Open DougBurke opened 13 years ago
These appear to be all due to issues in semflow/rdf2solr5.py rather than in appsem.I have made changes that should fix both issues - e.g. this change which builds on the preceeding commits.
Will close when the changes get merged into main.
My testing on linux looks good.
Still need to be vigilant. With the new "display the title of a saved paper" functionality we see the same problem:
search for 2001A&A...380..251G - e.g. http://localhost:3000/semantic2/alpha/explorer/publications#fq=bibcode%3A2010A%26A...514A..64P&q=_%3A_
title="Physical and morphological properties of z ~ 3 Lyman break galaxies: dependence on Lyα line emission"
if this is saved and then 'saved search' selected you can see the \alpha is not displayed correctly.
The 'saved paper title' issue should be fixed by
https://github.com/DougBurke/appsem/commit/ad98e0f609dac8070a57020f32f0fcd8765e466e
I note there are several places where the charset is not explicitly set to UTF-8 in server.js so leaving this bug open as a reminder.
Edit: tested this fix on OS-X and Linux and looks good.
Edit: sample bibcodes with UTF-8 characters include
2006Natur.441..724R (beta)
2005A&A...433.1031D (beta)
2004ApJ...606.1174B (Angstrom)
2005ApJ...622..680R (Angstrom)
2005ApJ...633L..37I (eta)
2006ApJ...642.1098H (eta)
2004ApJ...606...85C (alpha)
2009Ap&SS.320..145B (degree symbol)
Here's another problematic paper: bibcode 2005PASP..117...13S which we have a title of
A Revised Geometry for the Magnetic Wind of &thetas;1 Orionis C
rather than
A Revised Geometry for the Magnetic Wind of θ1 Orionis C
from http://labs.adsabs.harvard.edu/ui/abs/2005PASP..117...13S
2007ApJS..168...58 has a title of
Abundances and Behavior of 12CO, 13CO, and C2 in Translucent Sight Lines
where the 12, 13 and 2 are super scripts.
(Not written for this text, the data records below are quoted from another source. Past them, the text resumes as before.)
Issue #409, opened 2021-12-15
write/elf: Allow disabling unique names for subsection


bjorn3:
Currently object writes elf files with section names like `.text.foo` and `.text.bar` for the `foo` and `bar` sections. Elf allows naming both sections `.text`. This can save a lot of space on section name strings.

An api I could imagine would be to use `.text` as section name if the base section name is `.text` and the subsection name is empty. Currently this would result in the name `.text.` and panic if there are multiple subsections for the same section due to the same section name being inserted into a `StringTable` more than once.

philipc:
Should this apply to COFF too? Mach-O will be fine because the name is ignored anyway.

philipc:
> panic if there are multiple subsections for the same section due to the same section name being inserted into a StringTable more than once.

Can you elaborate? I don't see where this would happen.

bjorn3:
I just tried using a single name for all subsections in Cranelift: https://github.com/bytecodealliance/wasmtime/pull/9742 There is indeed no panic. It does still produce section names like `.text.` when giving an empty name as input.

PR #748, opened 2024-12-05
Skip . and $ in section name for subsections when an empty name is given

bjorn3:
So rather than producing `.text.` it now produces `.text`

Fixes https://github.com/gimli-rs/object/issues/409


philipc (approved):
Thanks!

When saved the title is rendered as (on the search page)
Abundances and Behavior of <SUP>12</SUP>CO, <SUP>13</SUP>CO, and C<SUB>2</SUB> in Translucent Sight Lines
2006A&A...458..541B is another example since its title is
Establishing HZ43 A, Sirius B, and RX J185635-3754 as soft X-ray standards: a cross-calibration between the Chandra LETG+HRC-S, the EUVE spectrometer, and the ROSAT PSPC
vs
Establishing <ASTROBJ>HZ43 A</ASTROBJ>, <ASTROBJ>Sirius B</ASTROBJ>, and <ASTROBJ>RX J185635-3754</ASTROBJ> as soft X-ray standards: a cross-calibration between the Chandra LETG+HRC-S, the EUVE spectrometer, and the ROSAT PSPC
Example bibcodes showing this include:
2005PASP..117...13S (sup)
2007ApJS..168...58S (sup)
2006A&A...458..541B (astroobj)
2005PASP..117...13S (θ)
This has been fixed in https://github.com/rahuldave/appsem/commit/4336a4a37de4b878e566fef826094fda8fba0297 (the display, that is, not the data ingest issue that leads to the ASTROOBJ tags)
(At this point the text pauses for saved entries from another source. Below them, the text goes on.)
PR #756, opened 2025-02-17
Check PIE binary for linux in Object.kind()

tokatoka:


src/read/elf/file.rs
```diff
@@ -298,7 +298,29 @@ where
             elf::ET_REL => ObjectKind::Relocatable,
             elf::ET_EXEC => ObjectKind::Executable,
             // TODO: check for `DF_1_PIE`?
```
bjorn3, line 300: This todo should be removed.

src/read/elf/file.rs
```diff
@@ -298,7 +298,29 @@ where
...
+            elf::ET_DYN => {
+                let mut is_pie = false;
+                let table: &SectionTable<'_, Elf, R> = self.elf_section_table();
+                if let Ok(Some(dyn_sec)) = table.dynamic(self.endian(), self.data()) {
+                    for v in dyn_sec.0 {
+                        let tag = v.tag32(self.endian());
+                        let val = v.val32(self.endian());
+                        if let Some(tag) = tag {
+                            if let Some(val) = val {
+                                if tag == DT_FLAGS_1 && val & DF_1_PIE == DF_1_PIE {
```
bjorn3, line 309: LLVM only started setting this flag in 2020: https://reviews.llvm.org/D80872

Any ET_DYN file with non-zero e_entry and/or a PT_INTERP can be run as executable. And it is possible to make a file that is both a valid executable and a valid shared library. For example the dynamic linker on Linux generally is both.

src/read/elf/file.rs
```diff
@@ -297,8 +297,29 @@ where
...
+                        }
+                    }
+                }
+
+                if is_pie {
+                    ObjectKind::PIE
+                } else {
+                    ObjectKind::Dynamic
+                }
+            }
```
philipc, line 322: Can you explain more about how you intend to use this, or even better give a link to the code where you use this. Do you actually need `PIE`, or would returning `Executable` suffice?

The question mark on the TODO was because I wasn't sure this is something we actually want. We also need to be careful because existing users may not want this change, so we'll need to review those.

src/read/elf/file.rs
```diff
@@ -1,15 +1,15 @@
-use alloc::vec::Vec;
-use core::convert::TryInto;
-use core::fmt::Debug;
-use core::mem;
-
 use crate::elf;
+use crate::elf::{DF_1_PIE, DT_FLAGS_1};
```
philipc, line 2: Please don't import these. Use `elf::DF_1_PIE` etc.

src/read/elf/file.rs
```diff
@@ -1,15 +1,15 @@
...
 use crate::endian::{self, Endian, Endianness, U32};
 use crate::pod::Pod;
 use crate::read::{
     self, util, Architecture, ByteString, Bytes, Error, Export, FileFlags, Import, Object,
     ObjectKind, ReadError, ReadRef, SectionIndex, StringTable, SymbolIndex,
 };
+use alloc::vec::Vec;
+use core::convert::TryInto;
+use core::fmt::Debug;
+use core::mem;
```
philipc, line 12: Please don't move these.

philipc (changes requested):

src/read/elf/file.rs
philipc: So maybe we should replace `ObjectKind` with methods like `is_executable` and `is_dynamic`?

tokatoka: fiy this is how `file` detects PIE executable
https://stackoverflow.com/questions/34519521/why-does-gcc-create-a-shared-object-instead-of-an-executable-binary-according-to/55704865#55704865

I originally wanted to check the permissions but it's hard to implement it here (i need to know the path)

src/read/elf/file.rs
tokatoka: Ok. Actually I need this for addr2line crate of yours

https://github.com/AFLplusplus/LibAFL/blob/main/libafl_qemu/src/modules/utils/addr2line.rs#L111
this is the example.
to look up an address from the `Loader` struct in addr2line. I need to check for if the binary is PIE executable or not.
1) if it is PIE executable, i need to use the relative address
(for example, if your binary is loaded at 0x555555556000 and you want to look for 0x555555556123, then I need to use 0x123 to lookup from the loader)
2) on the other hand, if it is not a PIE executable, I can just directly use the addres where it was loaded.

To detect this difference is necessary for me to use addr2line

philipc: So case 1 is `ET_DYN`+`DF_1_PIE`, and case 2 is `ET_EXEC`. How do you need to handle `ET_DYN` without `DF_1_PIE`?

philipc: My understanding is that case 1 is how `ET_DYN` should always be handled (whether it has `DF_1_PIE` or not), so you don't actually need this change. Based on that, I'm going to close this PR, but please discuss further if your needs are not met.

EDIT converting to a general-purpose issue for oddities in the output
These are likely two different issues but mentioned here as they look the same to users. It's also a known issue but I wanted it recorded.
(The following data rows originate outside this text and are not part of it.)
PR #262, opened 2019-10-01
Adjust edit portfolio payload

Hyperkid123:
### Changes
- extracted read only attributes from patch payloads
- fixed spandx config for serving js/css assets via proxy
- added ellipsis overflow to left side of portfolio item detail 

~~@gmcculloug @syncrou i got a question about required attributes. All attributes in the edit-portfolio-item form are now required by the API + the in portfolio workflow is also now required. Is that intentional?~~

### Before

screenshot-ci foo redhat com_1337-2019 10 07-12_38_06

### After
screenshot-ci foo redhat com_1337-2019 10 07-12_37_02


Hyperkid123:
@lgalis there is something shifty going on. Tests are green locally, so it might take a while until i find what is going on.

Hyperkid123:
@lgalis ok there was an issue with missing endpoint mock :man_facepalming: its green now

a) some facet values contain percent-encoded values - e.g.
nuclear reactions%3Bnucleosynthesis%3Babundances
MAST/EUVE/DS%2FS
MAST/HUT/ASTRO-2%20HUT
%20 is space, %3B is
;
and %2F is/
.b) unicode
Things like acute a being displayed as a and the appearance of the 'undisplayable' unicode symbol for the fancy double quote character or Angstrom or related.